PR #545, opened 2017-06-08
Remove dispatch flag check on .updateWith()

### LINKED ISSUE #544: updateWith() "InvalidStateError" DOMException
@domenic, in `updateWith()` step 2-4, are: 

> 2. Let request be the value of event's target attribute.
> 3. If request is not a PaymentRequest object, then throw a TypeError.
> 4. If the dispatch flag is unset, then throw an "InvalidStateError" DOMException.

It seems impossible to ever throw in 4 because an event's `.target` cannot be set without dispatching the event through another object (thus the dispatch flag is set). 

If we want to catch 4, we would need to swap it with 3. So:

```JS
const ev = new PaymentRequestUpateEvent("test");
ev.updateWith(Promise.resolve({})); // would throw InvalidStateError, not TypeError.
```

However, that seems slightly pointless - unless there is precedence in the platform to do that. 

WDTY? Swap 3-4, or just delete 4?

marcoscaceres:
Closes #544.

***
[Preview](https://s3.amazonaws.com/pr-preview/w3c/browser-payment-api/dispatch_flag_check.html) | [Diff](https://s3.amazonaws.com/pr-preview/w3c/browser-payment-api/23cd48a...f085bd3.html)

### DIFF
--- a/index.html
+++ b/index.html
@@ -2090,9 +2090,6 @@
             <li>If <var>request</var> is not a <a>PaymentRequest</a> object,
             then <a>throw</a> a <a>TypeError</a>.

┄┄┄┄┄┄┄┄┄┄┄┄┄┄┄┄┄┄┄┄

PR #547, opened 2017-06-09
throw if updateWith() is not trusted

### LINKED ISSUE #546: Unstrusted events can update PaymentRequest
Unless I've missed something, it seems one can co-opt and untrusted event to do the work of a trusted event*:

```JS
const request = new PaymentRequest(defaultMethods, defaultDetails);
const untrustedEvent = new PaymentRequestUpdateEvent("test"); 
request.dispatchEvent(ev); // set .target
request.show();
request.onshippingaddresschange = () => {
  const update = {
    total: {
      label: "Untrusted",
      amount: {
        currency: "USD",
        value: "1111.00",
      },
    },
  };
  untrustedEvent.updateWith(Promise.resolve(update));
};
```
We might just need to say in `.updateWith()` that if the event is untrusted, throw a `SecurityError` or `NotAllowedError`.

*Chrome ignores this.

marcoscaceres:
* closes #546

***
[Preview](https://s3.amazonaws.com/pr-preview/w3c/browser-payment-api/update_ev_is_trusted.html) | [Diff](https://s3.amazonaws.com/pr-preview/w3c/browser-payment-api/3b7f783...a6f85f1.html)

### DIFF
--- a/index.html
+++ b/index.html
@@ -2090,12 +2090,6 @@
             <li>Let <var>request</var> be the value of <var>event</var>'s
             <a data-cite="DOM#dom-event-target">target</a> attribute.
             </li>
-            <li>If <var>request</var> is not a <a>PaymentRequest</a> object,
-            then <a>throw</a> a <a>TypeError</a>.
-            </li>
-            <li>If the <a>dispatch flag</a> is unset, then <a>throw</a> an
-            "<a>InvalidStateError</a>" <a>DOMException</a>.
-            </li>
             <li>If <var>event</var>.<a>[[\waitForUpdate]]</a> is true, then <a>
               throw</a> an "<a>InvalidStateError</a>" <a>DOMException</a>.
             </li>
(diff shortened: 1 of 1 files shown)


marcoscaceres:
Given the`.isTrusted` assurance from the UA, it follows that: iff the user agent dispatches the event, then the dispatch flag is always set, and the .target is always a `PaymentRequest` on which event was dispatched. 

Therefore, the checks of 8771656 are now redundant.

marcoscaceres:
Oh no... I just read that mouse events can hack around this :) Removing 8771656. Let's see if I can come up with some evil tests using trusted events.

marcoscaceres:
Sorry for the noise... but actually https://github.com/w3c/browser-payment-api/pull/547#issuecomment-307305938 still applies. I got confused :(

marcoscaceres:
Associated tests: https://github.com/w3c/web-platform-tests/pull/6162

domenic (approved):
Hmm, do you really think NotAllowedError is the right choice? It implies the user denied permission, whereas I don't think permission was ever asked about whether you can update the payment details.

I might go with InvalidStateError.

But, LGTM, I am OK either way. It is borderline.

┄┄┄┄┄┄┄┄┄┄┄┄┄┄┄┄┄┄┄┄

▶ **Task brief**
Look for the word "DOMException" in the data, then return every line that contains it.

▶ **Solved exercise**
### LINKED ISSUE #544: updateWith() "InvalidStateError" DOMException
> 4. If the dispatch flag is unset, then throw an "InvalidStateError" DOMException.
-            "<a>InvalidStateError</a>" <a>DOMException</a>.
               throw</a> an "<a>InvalidStateError</a>" <a>DOMException</a>.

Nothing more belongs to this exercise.